A few years ago while my hunting partners and I sat around a warm fire at our Kittson County Deer Camp talking about how we formerly observed moose, I suggested that another, equally majestic, ungulate might be on the verge of filling the void left behind by moose. I reasoned that if any species of cervid was suited for the Aspen Parklands of northwest Minnesota it is elk.

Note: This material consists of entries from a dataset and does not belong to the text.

PR #11071, opened 2025-07-16
perf(wasm): set lto=fat and cgu=1

CPunisher:
## Summary

I'm not sure why this is not set before. At that time I just copy the config from rolldown, but they have updated the config so we can sync.

Wasm size: 36.75MB -> 28.88MB

## Checklist

### DIFF
--- a/Cargo.toml
+++ b/Cargo.toml
@@ -402,12 +402,10 @@ split-debuginfo = "off"
 strip           = false
 
 [profile.release-wasi]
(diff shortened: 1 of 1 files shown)


hardfist:
why such big difference

CPunisher:
> why such big difference

@quininer says cgu and lto are just so powerful.

quininer (approved):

The elk herds in northwestern Minnesota appear to be doing fairly well with the exception of the Grygla area elk herd that number only 15. Meanwhile, elk in the Lancaster area were counted last March at 75 animals. The fourth herd, which is a herd that travels across the international border into Manitoba, was estimated at around 133 animals combined, with the elk counted by Canadian biologists in Manitoba.

Elk are native to Minnesota and evolved as an open landscape species of deer. They thrive wherever there is grass and aspen trees, but will do equally well in mountain ranges where grass, sagebrush, and aspen and pine exist. Indeed, elk are a species that one could accurately call a generalist. They can survive in almost any environment if given the chance and if the habitat provides adequate food, water, shelter, and space.

Though Minnesota's northwest moose population has, for the moment anyway, seen better days, a related large species of deer that's actually more adapted to grassland habitats than moose are, looks to be expanding its presence in the northwest.

It could be that elk might, in the end, replace moose as the premiere megafauna deer in northwestern Minnesota, as we get out and enjoy the great outdoors.